Nikkei analyzes damages at seven energy complexes in Qatar, UAE and others

An aerial view of Ras Laffan Industrial City, Qatar's production base for liquefied natural gas, shows damage in areas around facilities.

TOKYO/LONDON -- During the military conflict between the U.S. and Iran, missile strikes damaged oil and gas facilities around the Gulf region. One estimate puts the cost of restoring this infrastructure at $46 billion.

Nikkei examined seven complexes built with the help of Japanese companies, early movers in energy projects in the Middle East, based on an analysis of satellite imagery and on-the-ground video footage.

Japanese companies once held a commanding position in the region's energy infrastructure market. But China and India have expanded their presence in recent years and a new contest is now taking shape over reconstruction contracts.

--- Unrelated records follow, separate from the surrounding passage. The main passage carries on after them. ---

PR #162, opened 2022-08-03
Upload report to cloud

elongl:
Added a new command (`upload-report`) that uploads the report to to an S3 or a GCS bucket.


config/config.py
```diff
@@ -1,71 +1,58 @@
...
+
+        self.target_dir = config.get('target-path') or os.getcwd()
+
+        self.slack_webhook = slack_webhook or config.get(self._SLACK, {}).get('notification_webhook')
+        self.slack_token = slack_token or config.get(self._SLACK, {}).get('token')
+        self.slack_channel_name = slack_channel_name or config.get(self._SLACK, {}).get('channel_name')
+        self.is_slack_workflow = config.get(self._SLACK, {}).get('workflows', False)
+
+        self.aws_profile_name = aws_profile_name or config.get(self._AWS, {}).get('profile_name')
+        self.aws_access_key_id = aws_access_key_id
```
elongl, line 27: These files are not retrieved from the configuration.
They could either be supplied via the CLI arguments, or read from `~/.aws/credentials`.

monitor/data_monitoring.py
```diff
@@ -156,25 +154,67 @@ def generate_report(self, days_back: Optional[int] = None, test_runs_amount: Opt
...
         return self.success
 
+    def upload_report(self, html_path: str):
+        if self.s3_client:
+            self._upload_report_to_s3(html_path)
+        if self.gcs_client:
+            self._upload_report_to_gcs(html_path)
+        return self.success
+
+    def _upload_report_to_s3(self, html_path: str):
```
IDoneShaveIt, line 184: I think that s3 client should be a class with a method for upload and a method for updating buckets website.
data_monitoring shouldn't know so much about s3, and shouldn't be aware about its internals.

monitor/data_monitoring.py
```diff
@@ -156,25 +154,67 @@ def generate_report(self, days_back: Optional[int] = None, test_runs_amount: Opt
...
+                self.s3_client.put_bucket_website(
+                    Bucket=self.config.s3_bucket_name,
+                    WebsiteConfiguration={'IndexDocument': {'Suffix': report_filename}}
+                )
+                logger.info("Updated S3 bucket's website.")
+        except botocore.exceptions.ClientError:
+            logger.error('Failed to upload report to S3.')
+            self.success = False
+
+    def _upload_report_to_gcs(self, html_path: str):
```
IDoneShaveIt, line 202: I think that gcs client should be a class with a method for upload and a method for updating buckets website.
data_monitoring shouldn't know so much about gcs, and shouldn't be aware about its internals.

clients/gcs/client.py
```diff
@@ -0,0 +1,9 @@
+from google.cloud import storage
+
+from config.config import Config
+
+
+def get_gcs_client(config: Config):
```
IDoneShaveIt, line 6: See my comments on data_monitoring about gcs

clients/s3/client.py
```diff
@@ -0,0 +1,12 @@
+import boto3
+
+from config.config import Config
+
+
+def get_s3_client(config: Config):
```
IDoneShaveIt, line 6: See my comments on data_monitoring about s3

setup.py
```diff
@@ -31,6 +31,8 @@
         'requests<3.0.0',
         'beautifulsoup4',
         'posthog',
+        'boto3',
+        'google-cloud-storage',
```
IDoneShaveIt, line 35: mmm maybe it will be better to make them as extras requirements?
I think that installing boto3/gcs when there is no use of it can be annoying.
WDYT?

IDoneShaveIt (commented):
Overall I like it!
Few comments :)

setup.py
elongl: I don't want our package to be _too_ modular in the sense that our users would need to think too much about which features to install and how.

I looked into the packages' requirements and they look very lean and only relevant to their domain so the chances of conflicts are quite low.

`google-cloud-storage`
Requires: google-api-core, google-auth, google-cloud-core, google-resumable-media, requests

`boto3`
Requires: botocore, jmespath, s3transfer

elongl:
@IDoneShaveIt I've applied your great suggestions! Please feel free to re-review when you have the time.

monitor/data_monitoring.py
```diff
@@ -156,23 +151,41 @@ def generate_report(self, days_back: Optional[int] = None, test_runs_amount: Opt
...
+            webbrowser.open_new_tab('file://' + html_path)
         self.execution_properties['report_end'] = True
         self.execution_properties['success'] = self.success
         return self.success, html_path
 
-    def send_report(self, elementary_html_path: str) -> bool:
-        if os.path.exists(elementary_html_path):
+    def send_report(self, html_path: str) -> bool:
+        if self.slack_client:
+            self.execution_properties['send_to_slack'] = True
```
IDoneShaveIt, line 162: let's add at the end of the if statement `self.execution_properties['sent_to_slack_successfully'] = file_uploaded_successfully`, just like you did with uploading to s3 and gcs 🙂

monitor/cli.py
```diff
@@ -329,5 +303,136 @@ def send_report(
...
+    help="The path to the Google service account json file"
+)
+@click.option(
+    '--gcs-bucket-name',
+    type=str,
+    default=None,
+    help="The name of the GCS bucket to upload the report to"
+)
+@click.pass_context
+def upload_report(
```
IDoneShaveIt, line 395: maybe it will be a good thing to merge between send report and upload report?
uploading report to slack is much like uploading it to s3/gcs?

monitor/cli.py
```diff
@@ -247,27 +237,17 @@ def report(ctx, days_back, config_dir, profiles_dir, update_dbt_package, profile
...
-    type=str,
-    default=None,
-    help="A slack webhook URL for sending alerts to a specific channel (also could be configured once in config.yml)"
-)
 @click.option(
     '--slack-token', '-st',
     type=str,
     default=None,
     help="A slack token for sending alerts over slack (also could be configured once in config.yml)",
-    cls=RequiredIf,
```
IDoneShaveIt, line 261: Don't we want the require if 🤔 ?
It lets users to know right in the start that they must provide both

monitor/cli.py
```diff
@@ -247,27 +237,17 @@ def report(ctx, days_back, config_dir, profiles_dir, update_dbt_package, profile
...
-    required_if="slack_channel_name"
 )
 @click.option(
     '--slack-channel-name', '-ch',
     type=str,
     default=None,
     help="The slack channel which all alerts will be sent to (also could be configured once in config.yml)",
-    cls=RequiredIf,
```
IDoneShaveIt, line 269: Don't we want the require if 🤔 ?
It lets users to know right in the start that they must provide both

monitor/cli.py
```diff
@@ -329,5 +303,136 @@ def send_report(
...
+    default='default',
+    help="AWS profile name for AWS",
+)
+@click.option(
+    '--aws-access-key-id',
+    type=str,
+    default=None,
+    help="The access key id for AWS"
+)
+@click.option(
```
IDoneShaveIt, line 370: See my comment about the require if 🙂

monitor/data_monitoring.py
```diff
@@ -156,23 +151,41 @@ def generate_report(self, days_back: Optional[int] = None, test_runs_amount: Opt
...
+            logger.info('Sent report to Slack.')
             if not file_uploaded_successfully:
+                logger.error('Failed to send report to Slack.')
                 self.success = False
-        else:
-            logger.error('Could not send Elementary monitoring report because it does not exist')
-            self.success = False
+        return self.success
+
+    def upload_report(self, html_path: str):
```
IDoneShaveIt, line 174: Can we merge between the upload report and the send report methods?
They are quite the same with other clients and supported services 🙂  
(adding an `if self.slack_client`)

IDoneShaveIt (commented):
Few more comments 🙂

monitor/data_monitoring.py
elongl: There's not much point because we'd see the command is `send-report` and we have the `success` variable which is equivalent.

monitor/cli.py
elongl: No because it doesn't allow users to mix.
For instance, I wanted to have my token in the config file but I wanted to be able to choose the channel easily within the CLI rather than edit the config file.

monitor/cli.py
elongl: This was my intuition as well.
Thinking it over, we got into a relatively complex option / decision matrix regarding what to do relative to the arguments that the user supplied. For instance, if he provided both S3 and Slack, then send the report to S3 and a link to the Slack, etc. But that creates a lot of complication, both in terms of development and for the user.

However, if we dumb it down so that you basically just send off the report to whichever method specified (Slack, S3, GCS) - I don't see why not and I think it'd be for the better. I also think the difference is too small to justify a separation.

The only part is the `--update-bucket-website` flag which might make _a bit_ less sense.

What do you think? @oravi @Maayan-s

oravi: I don't think that it makes sense to implement both in send-report. My argument is that send-report is not just uploading a report to slack, it will contain more information that will be added down the road like the summary report we have talked about. Also, I think that commands with too many arguments are confusing

elongl: I don't see how adding a summary appended to the report changes it.
It's just as if I would've uploaded the object to S3 with [metadata](https://docs.aws.amazon.com/AmazonS3/latest/userguide/UsingMetadata.html).
Those are just different mediums of sending the report to.

Regarding the too many arguments:
1. You could also claim the same for `upload-report` if we'd add more platforms, it's inevitable.
2. Realistically, every organization will have their favored method and they'll use only that.
3. We provide the config file for that.

monitor/data_monitoring.py
IDoneShaveIt: If we'll join the methods it will 🙂

Plus adding this info to the execution_properties can't hurt, and will make it more agnostic to changes in the future (it is likely to forget adding this data due to a change in the way we call the method in the future + if send-report cli command will have more steps in the future that take place after sending the report and they will fail, it will look like we failed to send the report although we did send it).

Plus Plus it is nice that all the information you need is under the same "summary" object. That way you don't have to think "Oh I ran send-report so I need to look at the final status".

monitor/cli.py
IDoneShaveIt: I agree with @elongl.

In addition, although summary will be sent through slack (for now), it doesn't mean it will always be like this, and that it is only relevant for sending the report to slack.
I can see the following flow:
run report -> upload to s3 -> notify on slack with the summary that the report is updated (and tag the relevant users).

I think that bundling between the report on slack to the summary is bad, and summary should be a feature by its own that we can combine with anything we would like (alerts + summary, slack report + summary, s3 + summary, only summary, etc).

clients/gcs/client.py
```diff
@@ -0,0 +1,35 @@
...
+logger = get_logger(__name__)
+
+
+class GCSClient:
+    def __init__(self, config: Config):
+        self.config = config
+        self.client = storage.Client.from_service_account_json(config.google_service_account_path)
+
+    @classmethod
+    def create_client(cls, config: Config) -> 'GCSClient':
```
IDoneShaveIt, line 18: Small one:
-> Optional[GCSClient]

clients/s3/client.py
```diff
@@ -0,0 +1,39 @@
...
+class S3Client:
+    def __init__(self, config: Config):
+        self.config = config
+        aws_session = boto3.Session(profile_name=config.aws_profile_name,
+                                    aws_access_key_id=config.aws_access_key_id,
+                                    aws_secret_access_key=config.aws_secret_access_key)
+        self.client = aws_session.client('s3')
+
+    @classmethod
+    def create_client(cls, config: Config) -> 'S3Client':
```
IDoneShaveIt, line 21: Small one:
-> Optional[S3Client

monitor/data_monitoring.py
```diff
@@ -160,23 +153,32 @@ def generate_report(self, tracking: AnonymousTracking, days_back: Optional[int]
...
+            if not send_succeded:
+                self.success = False
+
+        if self.gcs_client:
+            send_succeded = self.gcs_client.send_report(html_path)
+            self.execution_properties['sent_to_gcs_successfully'] = send_succeded
+            if not send_succeded:
+                self.success = False
+
+        self.execution_properties['success'] = self.success
```
IDoneShaveIt, line 181: I think you should still return self.success as well at the end of the method

IDoneShaveIt (approved):
Approved with small comments :)

monitor/data_monitoring.py
elongl: I do though.
```py
        return self.success
```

Among the damaged sites is Ras Laffan Industrial City in Qatar, one of the world's largest hubs for liquefied natural gas. The complex has long-standing ties to Japanese companies. In 1997, Japan's Chubu Electric Power began buying Qatari LNG, becoming the Middle Eastern country's first customer.

Go Matsuo, managing director of the Energy Economics and Society Research Institute, who assisted Nikkei with the satellite-image analysis, said Iran "most likely targeted the heat exchangers, the most critical pieces of equipment in these plants." He added, "Restoration could take around three years."